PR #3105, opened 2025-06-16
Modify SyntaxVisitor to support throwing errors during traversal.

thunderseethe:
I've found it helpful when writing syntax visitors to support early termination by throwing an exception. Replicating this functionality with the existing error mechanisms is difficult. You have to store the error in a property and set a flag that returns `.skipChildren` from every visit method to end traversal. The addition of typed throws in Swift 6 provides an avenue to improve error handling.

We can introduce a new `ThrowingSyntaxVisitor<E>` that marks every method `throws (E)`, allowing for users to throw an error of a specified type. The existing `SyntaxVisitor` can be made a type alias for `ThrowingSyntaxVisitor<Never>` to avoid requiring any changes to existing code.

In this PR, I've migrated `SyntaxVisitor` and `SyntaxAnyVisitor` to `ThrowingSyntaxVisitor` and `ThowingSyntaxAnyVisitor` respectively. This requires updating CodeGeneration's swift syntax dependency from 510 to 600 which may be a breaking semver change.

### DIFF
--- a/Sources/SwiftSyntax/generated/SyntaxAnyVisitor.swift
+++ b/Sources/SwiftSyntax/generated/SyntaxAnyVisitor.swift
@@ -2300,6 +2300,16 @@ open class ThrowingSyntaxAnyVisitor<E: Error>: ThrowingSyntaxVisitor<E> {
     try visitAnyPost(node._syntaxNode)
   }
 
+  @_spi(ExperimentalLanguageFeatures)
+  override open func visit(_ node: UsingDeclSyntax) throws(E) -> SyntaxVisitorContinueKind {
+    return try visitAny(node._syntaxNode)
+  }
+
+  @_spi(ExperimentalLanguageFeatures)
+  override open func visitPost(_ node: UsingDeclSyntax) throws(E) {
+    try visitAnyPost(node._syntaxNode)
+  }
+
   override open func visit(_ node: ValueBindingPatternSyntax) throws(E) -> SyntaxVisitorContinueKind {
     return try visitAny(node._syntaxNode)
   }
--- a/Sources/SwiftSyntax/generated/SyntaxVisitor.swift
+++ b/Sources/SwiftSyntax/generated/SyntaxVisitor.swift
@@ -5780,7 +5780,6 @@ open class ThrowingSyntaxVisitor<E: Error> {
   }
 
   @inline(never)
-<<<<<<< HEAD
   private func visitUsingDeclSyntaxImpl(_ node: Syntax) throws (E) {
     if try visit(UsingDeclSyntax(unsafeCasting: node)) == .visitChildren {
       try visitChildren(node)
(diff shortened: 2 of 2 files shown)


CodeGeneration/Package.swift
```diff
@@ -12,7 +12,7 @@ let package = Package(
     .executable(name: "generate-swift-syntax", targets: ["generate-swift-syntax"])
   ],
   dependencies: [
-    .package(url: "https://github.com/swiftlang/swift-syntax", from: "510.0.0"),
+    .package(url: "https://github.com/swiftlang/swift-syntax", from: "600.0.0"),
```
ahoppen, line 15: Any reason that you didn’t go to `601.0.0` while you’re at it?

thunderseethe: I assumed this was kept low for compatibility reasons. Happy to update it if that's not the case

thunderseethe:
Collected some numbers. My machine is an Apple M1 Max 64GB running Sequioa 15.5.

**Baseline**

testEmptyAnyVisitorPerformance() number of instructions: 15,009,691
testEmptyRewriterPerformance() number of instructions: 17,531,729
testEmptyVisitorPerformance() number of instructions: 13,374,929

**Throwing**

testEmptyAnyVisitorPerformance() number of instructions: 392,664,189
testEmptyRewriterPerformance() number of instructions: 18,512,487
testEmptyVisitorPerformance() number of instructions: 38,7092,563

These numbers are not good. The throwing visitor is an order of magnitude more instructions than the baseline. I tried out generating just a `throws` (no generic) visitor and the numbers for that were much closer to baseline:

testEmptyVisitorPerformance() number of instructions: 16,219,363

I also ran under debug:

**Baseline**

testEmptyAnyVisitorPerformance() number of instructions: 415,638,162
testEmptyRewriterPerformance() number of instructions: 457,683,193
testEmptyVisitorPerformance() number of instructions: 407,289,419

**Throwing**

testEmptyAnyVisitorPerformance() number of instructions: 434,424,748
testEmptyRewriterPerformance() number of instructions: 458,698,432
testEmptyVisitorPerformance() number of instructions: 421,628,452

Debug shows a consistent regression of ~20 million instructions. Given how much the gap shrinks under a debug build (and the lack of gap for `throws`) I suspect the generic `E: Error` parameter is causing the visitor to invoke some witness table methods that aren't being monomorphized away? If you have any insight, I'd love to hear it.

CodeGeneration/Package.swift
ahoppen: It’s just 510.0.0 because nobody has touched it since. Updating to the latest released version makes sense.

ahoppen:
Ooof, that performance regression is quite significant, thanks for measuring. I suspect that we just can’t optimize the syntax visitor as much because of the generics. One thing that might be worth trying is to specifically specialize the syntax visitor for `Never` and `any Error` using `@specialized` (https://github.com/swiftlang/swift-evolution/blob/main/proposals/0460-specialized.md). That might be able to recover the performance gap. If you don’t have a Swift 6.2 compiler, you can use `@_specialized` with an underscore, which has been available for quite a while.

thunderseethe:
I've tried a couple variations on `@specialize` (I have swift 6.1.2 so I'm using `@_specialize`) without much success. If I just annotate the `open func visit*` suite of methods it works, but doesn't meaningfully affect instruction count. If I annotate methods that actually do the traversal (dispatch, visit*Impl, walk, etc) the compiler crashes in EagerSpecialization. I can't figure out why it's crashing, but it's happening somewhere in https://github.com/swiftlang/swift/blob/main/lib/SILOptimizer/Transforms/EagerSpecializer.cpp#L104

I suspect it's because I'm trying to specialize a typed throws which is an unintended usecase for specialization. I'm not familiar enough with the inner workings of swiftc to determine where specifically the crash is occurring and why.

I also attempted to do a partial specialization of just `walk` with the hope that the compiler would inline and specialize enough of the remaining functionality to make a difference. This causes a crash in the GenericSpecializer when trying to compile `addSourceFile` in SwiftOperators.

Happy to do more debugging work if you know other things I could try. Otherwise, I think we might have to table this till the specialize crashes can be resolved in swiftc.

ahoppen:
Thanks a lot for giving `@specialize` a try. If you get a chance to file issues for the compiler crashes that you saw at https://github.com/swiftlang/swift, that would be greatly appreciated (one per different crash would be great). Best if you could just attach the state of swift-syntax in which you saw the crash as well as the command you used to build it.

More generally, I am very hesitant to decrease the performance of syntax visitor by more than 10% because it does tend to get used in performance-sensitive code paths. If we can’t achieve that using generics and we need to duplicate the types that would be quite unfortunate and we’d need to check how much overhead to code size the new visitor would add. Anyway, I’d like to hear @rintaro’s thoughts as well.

══════

Exercise description
Word for word, restate the lines of the data above that fall between the line holding "private func visitUsingDeclSyntaxImpl(_" and the line holding "of instructions: 38,7092,563", inclusive, and no other lines.

Exercise solution
   private func visitUsingDeclSyntaxImpl(_ node: Syntax) throws (E) {
     if try visit(UsingDeclSyntax(unsafeCasting: node)) == .visitChildren {
       try visitChildren(node)
(diff shortened: 2 of 2 files shown)


CodeGeneration/Package.swift
```diff
@@ -12,7 +12,7 @@ let package = Package(
     .executable(name: "generate-swift-syntax", targets: ["generate-swift-syntax"])
   ],
   dependencies: [
-    .package(url: "https://github.com/swiftlang/swift-syntax", from: "510.0.0"),
+    .package(url: "https://github.com/swiftlang/swift-syntax", from: "600.0.0"),
```
ahoppen, line 15: Any reason that you didn’t go to `601.0.0` while you’re at it?

thunderseethe: I assumed this was kept low for compatibility reasons. Happy to update it if that's not the case

thunderseethe:
Collected some numbers. My machine is an Apple M1 Max 64GB running Sequioa 15.5.

**Baseline**

testEmptyAnyVisitorPerformance() number of instructions: 15,009,691
testEmptyRewriterPerformance() number of instructions: 17,531,729
testEmptyVisitorPerformance() number of instructions: 13,374,929

**Throwing**

testEmptyAnyVisitorPerformance() number of instructions: 392,664,189
testEmptyRewriterPerformance() number of instructions: 18,512,487
testEmptyVisitorPerformance() number of instructions: 38,7092,563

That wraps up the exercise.